The seven questions that reveal whether an AI development company can actually ship production AI — who owns the last 20%, how they handle your data, what "done" means, and more — with green and red flags for each.

Before you hire an AI development company, the seven questions that separate a team that ships production AI from one that leaves you with an impressive demo and a broken product are: who owns the last 20%, how do they handle your data, what does "done" mean, how do they price, who actually writes the code, what happens when the model fails, and can they prove it with real work. Ask these before you sign, not after the project stalls.

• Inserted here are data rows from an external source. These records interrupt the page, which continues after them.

PR #267, opened 2026-07-20
Harden XTCE schema validation against local file read (CWE-73) and SSRF (CWE-918)

### LINKED ISSUE #266: path validation and ssrf
# Context

Open source contributor identified the following issue

# Driving Requirements

two issues in space_packet_parser affecting the validate_xtce() function.

# Implementation Requirements
---

**Finding 1 — SSRF via xsi:schemaLocation (CWE-918)**

validate_xtce() reads the xsi:schemaLocation attribute directly from the user-supplied XTCE document and makes an HTTP request to that URL without any validation or allowlist. An attacker can supply a malicious XTCE file to trigger outbound HTTP requests to arbitrary hosts, including cloud metadata endpoints (e.g. http://169.254.169.254/latest/meta-data/iam/security-credentials/).

Additionally, the HTTP response is cached to disk at ~/.cache/space_packet_parser/schemas/, meaning retrieved content persists after the process terminates.

Affected code: space_packet_parser/xtce/validation.py — _load_schema() and _find_schema_url()

**Finding 2 — Local File Read via absolute path in xsi:schemaLocation (CWE-73)**

If the xsi:schemaLocation attribute contains an absolute filesystem path (e.g. /etc/passwd, /home/user/.ssh/id_rsa), the code opens and reads that file without any path validation.

Affected code: space_packet_parser/xtce/validation.py — _load_schema(), line: with Path(schema_location).open('rb') as sfh

# Considerations

Finding 1 Affected code: space_packet_parser/xtce/validation.py — _load_schema() and _find_schema_url()

Finding 2 Affected code: space_packet_parser/xtce/validation.py — _load_schema(), line: with Path(schema_location).open('rb') as sfh

blakedehaas:
## Summary

Hardens XTCE schema validation against two reported vulnerabilities in `validate_xtce`. Both share one root cause: a document's `xsi:schemaLocation` is attacker-controlled but was used to read files and make network requests without restriction. Fixes #266.

## Problems being fixed

- **SSRF — CWE-918 (7.4 High).** A crafted document could point `xsi:schemaLocation` at any URL, causing the validating host to issue outbound requests — e.g. the cloud metadata endpoint `http://169.254.169.254/latest/meta-data/iam/security-credentials/` for IAM credential theft — and the response was cached to disk, persisting exfiltrated data.
- **LFI — CWE-73.** The same field could point at an absolute or traversal filesystem path (`/etc/hostname`, `../../etc/passwd`), causing arbitrary local files to be read as a "schema".

## How we fix it

The document-supplied `xsi:schemaLocation` is now treated as **untrusted**, while an operator-supplied `local_xsd` remains **trusted**. Schema resolution is:

1. **Bundled schema (offline).** The standard OMG XTCE 1.2 schema ships in the package, so the common case validates with **no network request** — this alone removes the SSRF surface for typical use.
2. **`local_xsd` (trusted).** Opened directly at any path.
3. **Allowlisted download.** Any other URL is fetched **only** if it is `https` on an allowlisted host (default `www.omg.org`). Internal/link-local targets (`169.254.169.254`, `127.0.0.1`, private ranges) are always blocked. Local filesystem paths from a document are rejected outright — use `local_xsd`.

Additional hardening:
- Downloaded content is **size-capped** and cached **only after** it validates as an XSD, so a non-schema response can never be persisted.
- New options (API + CLI, with env-var overrides): `allowed_schema_hosts` (hosts or exact URLs), `allow_insecure_http` (dangerous opt-in; host allowlist + internal-address guard still apply), `allow_schema_download`. Default download stays on but allowlisted. `DEFAULT_ALLOWED_SCHEMA_HOSTS` is exported.

## Behavior changes

- A document whose `xsi:schemaLocation` is a **local path** or a **non-allowlisted / non-https URL** is now rejected — pass `local_xsd`, extend the allowlist, or (for http) opt in explicitly.
- Absolute `local_xsd` / `--local-xsd` again works from any working directory (fixes a regression that rewrote it to a bare filename).

## Testing

New `tests/unit/test_xtce/test_validation_security.py` asserts every advisory PoC is rejected with no outbound request, plus positive coverage for the allowlist (arg/env/exact-URL), the `allow_insecure_http` opt-in still blocking internal IPs, offline bundle validation, and cache behavior. Full suite passes; docs and changelog updated.

<sub><em>PR description drafted with Claude and reviewed by Gavin (@medley56).</em></sub>

### DIFF
--- a/space_packet_parser/xtce/validation.py
+++ b/space_packet_parser/xtce/validation.py
@@ -249,8 +249,30 @@ def _load_schema(schema_location: str | Path, timeout: int = 30) -> tuple[Elemen
             logger.debug(f"Using cached schema from {cache_path}")
     # Otherwise assume a local filepath
     else:
-        with Path(schema_location).open("rb") as sfh:
-            schema_content = sfh.read()
+        schema_path = Path(schema_location)
+        
+        # Reject absolute paths (CWE-73)
+        if schema_path.is_absolute():
+            raise XtceValidationError(
+                f"Absolute filesystem paths are not allowed: {schema_location}. "
+                "Use relative paths or http/https URLs."
+            )
+        
+        # Prevent path traversal (e.g., ../../../etc/passwd)
+        try:
+            resolved = schema_path.resolve()
+            if not str(resolved).startswith(str(Path.cwd().resolve())):
+                raise XtceValidationError(
+                    f"Path traversal detected. Schema path must be within current working directory: {schema_location}"
+                )
+        except Exception as e:
+            raise XtceValidationError(f"Invalid schema path: {schema_location}") from e
+        
+        try:
+            with schema_path.open("rb") as sfh:
+                schema_content = sfh.read()
+        except FileNotFoundError as e:
+            raise XtceValidationError(f"Schema file not found: {schema_location}") from e
 
     # Fix and parse the schema content
     try:
@@ -289,6 +311,11 @@ def _find_schema_url(xml_tree: ElementTree.ElementTree) -> str:
     -------
     schema_location : str
         URL of XSD
+        
+    Raises
+    ------
+    XtceValidationError
+        If schema location is invalid or missing
     """
     # Get root element
     root = xml_tree.getroot() if hasattr(xml_tree, "getroot") else xml_tree
@@ -296,12 +323,27 @@ def _find_schema_url(xml_tree: ElementTree.ElementTree) -> str:
     # Find schema location
     try:
         schema_location_attr = root.attrib.get("{http://www.w3.org/2001/XMLSchema-instance}schemaLocation")
-        return schema_location_attr.split()[-1]
+        schema_location = schema_location_attr.split()[-1]
     except Exception:
         raise XtceValidationError(
             "No 'xsi' namespace found in document. XTCE documents must declare the 'xsi' "
             "namespace for schema validation via the 'xsi:schemaLocation' attribute."
         )
+    
+    # Reject absolute filesystem paths (CWE-73)
+    if schema_location.startswith('/'):
+        raise XtceValidationError(
+            f"Absolute filesystem paths are not allowed in xsi:schemaLocation: {schema_location}"
+        )
+    
+    # Only allow http/https URLs (CWE-918)
+    parsed = urlparse(schema_location)
+    if parsed.scheme and parsed.scheme not in ('http', 'https'):
+        raise XtceValidationError(
+            f"Only http and https URLs are allowed in xsi:schemaLocation. Got: {parsed.scheme}"
+        )
+    
+    return schema_location
 
 
 def _validate_xtce_schema(
@@ -357,7 +399,7 @@ def _validate_xtce_schema(
             for error in schema.error_log:
                 if "No matching global declaration available for the validation root." in error.message:
                     result.add_error(
-                        message="Namespace issue detected. Does the `xmlns[:xtce]=<chosen_xtce_uri>` URI on your document root element match the `targetNamespace` URI in your XSD? Typically this is http://www.omg.org/spec/XTCE/20180204.",
+                        message="Namespace issue detected. Does the `xmlns[:xtce]=<chosen_xtce_uri>` URI on your document root element match the `targetNamespace` URI in your XSD? Typically this [...]
                         error_code="INVALID_XTCE_NAMESPACE",
                         context={
                             "nsmap": xml_tree.getroot().nsmap,
--- a/space_packet_parser/xtce/validation.py
+++ b/space_packet_parser/xtce/validation.py
@@ -250,14 +250,13 @@ def _load_schema(schema_location: str | Path, timeout: int = 30) -> tuple[Elemen
     # Otherwise assume a local filepath
     else:
         schema_path = Path(schema_location)
-        
+
         # Reject absolute paths (CWE-73)
         if schema_path.is_absolute():
             raise XtceValidationError(
-                f"Absolute filesystem paths are not allowed: {schema_location}. "
-                "Use relative paths or http/https URLs."
+                f"Absolute filesystem paths are not allowed: {schema_location}. Use relative paths or http/https URLs."
             )
-        
+
         # Prevent path traversal (e.g., ../../../etc/passwd)
         try:
             resolved = schema_path.resolve()
@@ -267,7 +266,7 @@ def _load_schema(schema_location: str | Path, timeout: int = 30) -> tuple[Elemen
                 )
         except Exception as e:
             raise XtceValidationError(f"Invalid schema path: {schema_location}") from e
-        
+
         try:
             with schema_path.open("rb") as sfh:
                 schema_content = sfh.read()
@@ -311,7 +310,7 @@ def _find_schema_url(xml_tree: ElementTree.ElementTree) -> str:
     -------
     schema_location : str
         URL of XSD
-        
+
     Raises
     ------
     XtceValidationError
@@ -329,20 +328,16 @@ def _find_schema_url(xml_tree: ElementTree.ElementTree) -> str:
             "No 'xsi' namespace found in document. XTCE documents must declare the 'xsi' "
             "namespace for schema validation via the 'xsi:schemaLocation' attribute."
         )
-    
+
     # Reject absolute filesystem paths (CWE-73)
-    if schema_location.startswith('/'):
-        raise XtceValidationError(
-            f"Absolute filesystem paths are not allowed in xsi:schemaLocation: {schema_location}"
-        )
-    
+    if schema_location.startswith("/"):
+        raise XtceValidationError(f"Absolute filesystem paths are not allowed in xsi:schemaLocation: {schema_location}")
+
     # Only allow http/https URLs (CWE-918)
     parsed = urlparse(schema_location)
-    if parsed.scheme and parsed.scheme not in ('http', 'https'):
-        raise XtceValidationError(
-            f"Only http and https URLs are allowed in xsi:schemaLocation. Got: {parsed.scheme}"
-        )
-    
+    if parsed.scheme and parsed.scheme not in ("http", "https"):
+        raise XtceValidationError(f"Only http and https URLs are allowed in xsi:schemaLocation. Got: {parsed.scheme}")
+
     return schema_location
 
 
@@ -380,7 +375,7 @@ def _validate_xtce_schema(
                 except ValueError:
                     # If path is not relative to cwd, try using just the filename
                     xsd_path = Path(xsd_path.name)
-            schema_location = str(xsd_path) 
+            schema_location = str(xsd_path)
         else:
             try:
                 # Find the URL of the XSD
--- a/space_packet_parser/xtce/validation.py
+++ b/space_packet_parser/xtce/validation.py
@@ -399,7 +399,7 @@ def _validate_xtce_schema(
             for error in schema.error_log:
                 if "No matching global declaration available for the validation root." in error.message:
                     result.add_error(
-                        message="Namespace issue detected. Does the `xmlns[:xtce]=<chosen_xtce_uri>` URI on your document root element match the `targetNamespace` URI in your XSD? Typically this [...]
+                        message="Namespace issue detected. Does the `xmlns[:xtce]=<chosen_xtce_uri>` URI on your document root element match the `targetNamespace` URI in your XSD? Typically this is http://www.omg.org/spec/XTCE/20180204
                         error_code="INVALID_XTCE_NAMESPACE",
                         context={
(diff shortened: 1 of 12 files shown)


medley56 (commented):
*🤖 This review was generated with Claude and reviewed by Gavin (@medley56).*

Hi @blakedehaas — thanks for kicking this off. Getting the SSRF/LFI hardening started was the hard part, and the structure you set up (a dedicated schema-load path, the caching layer, the test scaffolding) is what we built the final version on top of. As code owner I took the branch the rest of the way, and I want to walk you through what we changed and why so nothing here is a surprise.

**The core reframe:** a document's `xsi:schemaLocation` is fully attacker-controlled whenever we validate an untrusted document, so the fix has to treat it as untrusted at every step — while keeping the operator-supplied `local_xsd` fully trusted. The original approach guarded some of the surface but left the highest-severity path open, so we re-centered everything on that trust boundary.

**What was still exploitable (and is now closed):**
- **SSRF (the 7.4 High) was not actually mitigated.** The scheme check allowed any `http`/`https` URL, so the advisory's own PoC — `http://169.254.169.254/latest/meta-data/...` — sailed through. We replaced the scheme-only check with **https-by-default + a host/URL allowlist + an internal-address guard**, so metadata/loopback/private targets are blocked outright.
- **LFI was only partly closed.** `startswith("/")` missed Windows/UNC paths, and a sibling-directory string-prefix bug let some traversals through. Document-derived local paths are now rejected wholesale (any non-`http(s)` location) — a local schema must come through `local_xsd`.

**What we added:**
- **Bundled the OMG XTCE 1.2 schema**, so the standard case validates **offline with no network request** — this removes the SSRF surface for the common path entirely and makes validation robust to OMG being unreachable.
- **Configurable, safe-by-default controls**: `allowed_schema_hosts` (hosts or exact URLs), `allow_insecure_http` (dangerous opt-in), and `allow_schema_download`, all mirrored on the CLI and with env-var overrides. Default download stays **on** but allowlisted.

**What we fixed from the first iteration:** restored absolute `local_xsd` (it was being silently rewritten to a bare filename), stopped caching un-validated bytes, added a download size cap, gave rejections accurate/surfaced error codes, and moved the `mock_schema_download` fixture into `conftest.py` (the integration test couldn't find it, so it was erroring at setup).

Full rationale is in the changelog and `docs/source/users.md`; details are in the inline comments. Happy to hop on a call if any of the decisions are worth talking through — especially the "download on-by-default but allowlisted" choice, since that was the main judgment call.

space_packet_parser/xtce/validation.py
```diff
@@ -289,25 +527,48 @@ def _find_schema_url(xml_tree: ElementTree.ElementTree) -> str:
...
+            "namespace for schema validation via the 'xsi:schemaLocation' attribute.",
+            error_code="MISSING_SCHEMA_LOCATION",
+        )
+
+    # A document-supplied location is untrusted. Anything that is not an http(s) URL is treated as
+    # a local filesystem reference and rejected to prevent local file disclosure (CWE-73). This
+    # covers absolute POSIX/Windows/UNC paths, relative paths, bare filenames, and non-http schemes
+    # such as file:// and ftp://. Host/scheme allowlist policy is enforced later, at load time,
+    # after bundled-schema resolution.
+    if urlparse(schema_location).scheme not in ("http", "https"):
```
medley56, line 555: *🤖 This comment was generated with Claude and reviewed by Gavin (@medley56).*

**LFI fix (CWE-73).** The original guard here was `schema_location.startswith("/")`, which only catches POSIX absolute paths — it missed Windows drive paths (`C:\...`), UNC paths (`\\server\share`), and left relative traversals (`../../etc/passwd`) to a downstream check that had a sibling-directory prefix bug. We inverted the logic: anything that isn't an `http(s)` URL is treated as a local reference and rejected here, up front. A local schema now has exactly one path in — the trusted `local_xsd` argument. Regression-tested against `/etc/hostname`, `../../../etc/passwd`, `C:\...`, UNC, and `file://` in `test_validation_security.py`.

space_packet_parser/xtce/validation.py
```diff
@@ -203,78 +244,275 @@ def _fix_known_schema_issues(schema_content: bytes) -> bytes:
...
+            continue
+        if "://" in entry:
+            if _normalize_url(entry) == normalized:
+                return True
+        elif entry.lower() == host:
+            return True
+    return False
+
+
+def _enforce_schema_url_policy(schema_location: str, allowed_hosts: frozenset[str], allow_insecure_http: bool) -> None:
```
medley56, line 335: *🤖 This comment was generated with Claude and reviewed by Gavin (@medley56).*

**SSRF fix (CWE-918) — the headline change.** The previous version allowed any `http`/`https` URL, which means the advisory's PoC (`http://169.254.169.254/latest/meta-data/iam/security-credentials/`) was still fully reachable — a scheme check is not an SSRF control. This helper now enforces three things together: **https only** (unless `allow_insecure_http` is explicitly set), the **host/URL allowlist** (default `www.omg.org`; entries can be bare hosts or exact URLs, matched exactly — never a suffix test), and the internal-address guard below. All three are independent, so relaxing one (e.g. enabling http for an internal mirror) doesn't reopen the others.

space_packet_parser/xtce/validation.py
```diff
@@ -203,78 +244,275 @@ def _fix_known_schema_issues(schema_content: bytes) -> bytes:
...
+    if parsed.scheme not in ("http", "https"):
+        return None
+    key = f"{parsed.netloc.lower()}{parsed.path}"
+    filename = _BUNDLED_SCHEMAS.get(key)
+    if filename is None:
+        return None
+    return _BUNDLED_SCHEMA_DIR / filename
+
+
+def _reject_internal_host(host: str | None, schema_location: str) -> None:
```
medley56, line 288: *🤖 This comment was generated with Claude and reviewed by Gavin (@medley56).*

This is the guard that deterministically kills the cloud-metadata and loopback PoCs. IP **literals** in the URL (`169.254.169.254`, `127.0.0.1`, `10.x`, etc.) are rejected as private/loopback/link-local/reserved regardless of the allowlist. We scoped it to IP literals on purpose: hostnames are governed by the allowlist, and doing DNS resolution here would add a network round-trip plus a TOCTOU/rebinding wrinkle. The residual DNS-rebinding case (an allowlisted hostname that resolves internally) is noted in the docstring as a documented, much narrower follow-up.

space_packet_parser/xtce/validation.py
```diff
@@ -203,78 +244,275 @@ def _fix_known_schema_issues(schema_content: bytes) -> bytes:
...
+        Parsed XMLSchema object and version string.
+
+    Raises
+    ------
+    XtceValidationError
+        If the schema cannot be loaded, is disallowed by policy, or cannot be parsed.
+    """
+    location = str(schema_location)
+
+    # 1. Bundled schema (offline, no policy needed — it is our own file).
```
medley56, line 476: *🤖 This comment was generated with Claude and reviewed by Gavin (@medley56).*

**Bundling (offline by default).** Resolution order is now: (1) bundled schema → (2) trusted `local_xsd` → (3) allowlisted download. Because the OMG XTCE 1.2 schema ships in the package (`xtce/schemas/`), a document referencing the standard `www.omg.org/.../SpaceSystem.xsd` URL validates from disk with **zero network calls** — verified by a test that patches `urlopen` and asserts it's never called. This both removes the SSRF surface for the common case and makes validation resilient to OMG downtime. Only XTCE 1.2 is bundled today; a 1.1 document falls through to the allowlisted-download path (OMG-hosted, so it still works). Adding 1.1 offline is a one-line `_BUNDLED_SCHEMAS` entry.

space_packet_parser/xtce/validation.py
```diff
@@ -330,25 +599,39 @@ def _validate_xtce_schema(
 
     try:
         if local_xsd:
-            # TODO: Load the XSD from local file
+            # local_xsd is trusted, caller-supplied input: open it directly, at whatever path
+            # (absolute or relative) the caller provided. No confinement is applied because this
+            # is not the attacker-controlled surface (unlike document-derived xsi:schemaLocation).
             schema_location = str(local_xsd)
```
medley56, line 605: *🤖 This comment was generated with Claude and reviewed by Gavin (@medley56).*

**Trust boundary + regression fix.** The prior version treated `local_xsd` like untrusted input: an absolute path was rewritten via `relative_to(cwd())`, falling back to just the *basename* when that failed — which silently broke absolute `--local-xsd` from any other working directory, or worse, validated against a same-named file that happened to sit in cwd. `local_xsd` is operator-supplied and trusted, so it's now opened directly at whatever path was given. The confinement effort belongs on the untrusted document path (above), not here. Restored behavior is covered by `test_validate_xtce_absolute_local_xsd_is_used_directly`.

space_packet_parser/xtce/validation.py
```diff
@@ -203,78 +244,275 @@ def _fix_known_schema_issues(schema_content: bytes) -> bytes:
...
+        ) from e
+
+    if len(schema_content) > MAX_SCHEMA_BYTES:
+        raise XtceValidationError(
+            f"Schema at {schema_location} exceeds the maximum allowed size ({MAX_SCHEMA_BYTES} bytes).",
+            error_code="SCHEMA_LOAD_ERROR",
+        )
+
+    schema, version = _parse_schema_content(schema_content, schema_location)
+    # Only cache content that validated as an XSD.
```
medley56, line 424: *🤖 This comment was generated with Claude and reviewed by Gavin (@medley56).*

**Cache hardening.** Previously the raw HTTP response was written to `~/.cache/...` *before* it was parsed, so a non-schema body (an SSRF probe response, an error page, exfiltrated data) would persist on disk — which the advisory explicitly called out. Now we download with a **size cap** (`MAX_SCHEMA_BYTES`), validate the bytes as an XSD, and only *then* write to cache. We deliberately cache the **raw** validated bytes (not the post-`_fix_known_schema_issues` version) so the download-avoidance benefit is preserved without baking a fixup into the cache — a future improvement to the fix logic still applies on the next load. Cache files are also written `0600`.

space_packet_parser/xtce/validation.py
```diff
@@ -102,9 +126,17 @@ def __str__(self) -> str:
...
+        self,
+        message: str,
+        validation_result: ValidationResult | None = None,
+        error_code: str | None = None,
+    ):
         super().__init__(message)
         self.validation_result = validation_result
+        # Optional machine-readable code so callers (e.g. _validate_xtce_schema) can map
+        # the failure onto the correct ValidationResult error_code instead of a generic one.
+        self.error_code = error_code
```
medley56, line 139: *🤖 This comment was generated with Claude and reviewed by Gavin (@medley56).*

Small but worth flagging: in the first iteration the "Path traversal detected" error was raised *inside* a `try` whose own `except Exception` immediately re-wrapped it as a generic "Invalid schema path", so the real reason never reached the caller — and every rejection from `_find_schema_url` was reported as `MISSING_SCHEMA_LOCATION` even when a location was present but disallowed. Errors now carry an explicit `error_code`, so a disallowed/blocked location surfaces as `DISALLOWED_SCHEMA_LOCATION` with its actual message, distinct from a genuinely missing one.

tests/unit/test_xtce/test_validation_security.py
```diff
@@ -0,0 +1,257 @@
...
+@pytest.mark.parametrize(
+    "location",
+    [
+        "http://169.254.169.254/latest/meta-data/iam/security-credentials/",  # cloud metadata PoC
+        "http://127.0.0.1:9998/SSRF_CONFIRMED",  # loopback PoC
+        "https://evil.example.com/schema.xsd",  # arbitrary external host
+        "ftp://example.com/schema.xsd",  # non-http scheme
+    ],
+)
+def test_document_url_ssrf_is_rejected(location):
```
medley56, line 90: *🤖 This comment was generated with Claude and reviewed by Gavin (@medley56).*

New regression suite anchored directly to the advisories: every PoC (metadata IP, loopback, arbitrary external host, absolute/relative/Windows/UNC/`file://` local paths) asserts rejection *and* that `urlopen` is never called; plus positive coverage for the allowlist (arg, env var, exact-URL entries), the `allow_insecure_http` opt-in still being blocked by the internal-IP guard, offline bundle use, and the cache behavior. Separately, the `mock_schema_download` fixture moved to `tests/conftest.py` — it lived in this module before, so `tests/integration/test_cli.py::test_validate_xtce` couldn't resolve it and was erroring at setup rather than running.

djesernik (approved):
This LGTM in terms of addressing the vulnerability.

I do think there may be some issues of semantics with the use of `host` (which can mean `example.org:8080`) where `hostname` (just `example.org`) would be more appropriate.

Most AI projects do not fail on the demo — they fail in production, in the security review, or three months in when the freelancer goes quiet. These questions surface that risk while you can still walk away. Here is each one, why it matters, and what a strong answer sounds like.

1. Who owns the last 20% — security, architecture, and production hardening?

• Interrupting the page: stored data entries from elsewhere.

PR #282, opened 2026-09-13
Raise UnrecognizedPacketTypeError without assuming a PKT_APID parameter

### LINKED ISSUE #276: UnrecognizedPacketTypeError message assumes a PKT_APID parameter, raising KeyError for non-CCSDS definitions
# Context

`parse_bytes` builds its `UnrecognizedPacketTypeError` message by interpolating `packet['PKT_APID']`:

https://github.com/lasp/space_packet_parser/blob/9168a3e9b3c515cb521af22b6ddb2ece845c4a7a/space_packet_parser/xtce/definitions.py#L451-L458

That subscript assumes the packet has a parameter literally named `PKT_APID`. XTCE has no notion of the CCSDS standard, and any container in a definition may be used as the root, so this assumption does not hold in general. When it fails, the `KeyError` is raised *while constructing the exception*, so the intended `UnrecognizedPacketTypeError` is never raised at all.

Noticed while correcting the `root_container_name` docstrings in #273, which had claimed a root container "must begin with the definition of a CCSDS header in order to parse correctly". That claim is false — but this line is the one place in the parse path where it is effectively assumed to be true.

## Reproduction

A definition with no CCSDS header, an abstract root container, and an inheritor whose restriction criteria do not match:

```python
import io
import struct

from space_packet_parser import load_xtce
from space_packet_parser.exceptions import UnrecognizedPacketTypeError

XTCE = """<?xml version="1.0" encoding="UTF-8"?>
<xtce:SpaceSystem name="NoCcsds" xmlns:xtce="http://www.omg.org/spec/XTCE/20180204">
  <xtce:TelemetryMetaData>
    <xtce:ParameterTypeSet>
      <xtce:IntegerParameterType name="U8_Type" signed="false">
        <xtce:IntegerDataEncoding sizeInBits="8" encoding="unsigned"/>
      </xtce:IntegerParameterType>
    </xtce:ParameterTypeSet>
    <xtce:ParameterSet>
      <xtce:Parameter name="COUNTER" parameterTypeRef="U8_Type"/>
    </xtce:ParameterSet>
    <xtce:ContainerSet>
      <xtce:SequenceContainer name="AbstractRoot" abstract="true">
        <xtce:EntryList><xtce:ParameterRefEntry parameterRef="COUNTER"/></xtce:EntryList>
      </xtce:SequenceContainer>
      <xtce:SequenceContainer name="Child">
        <xtce:EntryList/>
        <xtce:BaseContainer containerRef="AbstractRoot">
          <xtce:RestrictionCriteria>
            <xtce:Comparison parameterRef="COUNTER" value="99" useCalibratedValue="false"/>
          </xtce:RestrictionCriteria>
        </xtce:BaseContainer>
      </xtce:SequenceContainer>
    </xtce:ContainerSet>
  </xtce:TelemetryMetaData>
</xtce:SpaceSystem>
"""

definition = load_xtce(io.BytesIO(XTCE.encode()))
data = struct.pack(">B", 7)  # COUNTER=7, so Child's criteria (== 99) fails

try:
    definition.parse_bytes(data, root_container_name="AbstractRoot")
except UnrecognizedPacketTypeError as e:
    print("intended error:", e)
```

**Expected:** `UnrecognizedPacketTypeError`, caught by the `except` clause, carrying `partial_data`.

**Actual:** the `except` clause does not fire, and the `KeyError` propagates:

```
  File "space_packet_parser/xtce/definitions.py", line 454, in parse_bytes
    f"APID={packet['PKT_APID']}.",
            ~~~~~~^^^^^^^^^^^^
KeyError: 'PKT_APID'
```

# Driving Requirements

A packet that cannot be identified should raise `UnrecognizedPacketTypeError` regardless of whether the definition happens to use CCSDS naming. Error reporting on the failure path should not itself be able to fail.

# Implementation Requirements

- `parse_bytes` raises `UnrecognizedPacketTypeError` for the abstract-container-with-no-valid-inheritors case even when the packet has no `PKT_APID` parameter.
- `partial_data` is populated in that case, since it is the main diagnostic the error exists to carry.
- The message still reports the APID when one is available, since that is genuinely useful for the common CCSDS case.
- Regression test covering a definition without a `PKT_APID` parameter.

A minimal fix is to stop subscripting on the failure path. `SpacePacket` subclasses `dict`, so `.get` is available:

```python
f"APID={packet.get('PKT_APID', 'unknown')}."
```

# Considerations

- **Severity is low but the failure mode is unpleasant.** It is invisible for ordinary CCSDS definitions, where `PKT_APID` is parsed from the header before inheritors are evaluated. It surfaces only once someone uses a non-CCSDS definition or different parameter naming — at which point the documented `try`/`except UnrecognizedPacketTypeError` pattern silently stops working and callers get a `KeyError` from inside the library.
- **`partial_data` is lost.** Because the failure happens during exception construction, the caller gets neither the intended exception type nor the partial packet, which is exactly the information needed to debug a definition that fails this way.
- **Naming, not just the CCSDS header.** Even a definition that does describe CCSDS packets hits this if it names the field something other than `PKT_APID` (`APID`, `ApID`, etc.). Nothing in XTCE mandates that spelling.
- **Worth a scan for sibling assumptions.** This is the only `PKT_APID` subscript in `definitions.py`, but other CCSDS-specific naming assumptions may exist on other error paths.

A demo is 80% of the work and 20% of the risk. The last 20% — securing the system, hardening it for real traffic, handling edge cases, and passing a security review — is where most AI projects die. Ask directly who owns it.

A strong answer: the partner treats production hardening as their job, not a change order. They talk about evals, guardrails, monitoring, and failure modes unprompted. If the answer is "we deliver the model and you productionize it," you are buying a prototype, not a product.

2. How do you handle our data, and will the model train on it?

This is the question that decides your security review. Any AI partner touching your data must have a clear, documented answer on where data goes, who can access it, whether it leaves your environment, and whether it is used to train models.

A strong answer: specifics, not reassurance — data residency options, no training on your data by default, access controls, audit trails, and familiarity with the compliance you need (SOC 2, Health Insurance Portability and Accountability Act (HIPAA), or financial-data rules). Vagueness here is a red flag you cannot afford.

3. What does "done" mean, and how will we measure it?

"Done" is where scope disputes live. For AI especially, a system that works in a demo can be wrong 15% of the time in production. You need a shared, measurable definition of success before work starts.

A strong answer: the partner defines acceptance criteria up front — accuracy targets, latency, uptime, and evaluation methods — and commits to them. If "done" is undefined, every change becomes a negotiation and every miss becomes your problem.

4. How do you price, and what happens when scope changes?

AI projects evolve as you learn what the model can and cannot do. A pricing model that punishes iteration will either blow your budget or freeze your product. Understand how billing works before you are locked in.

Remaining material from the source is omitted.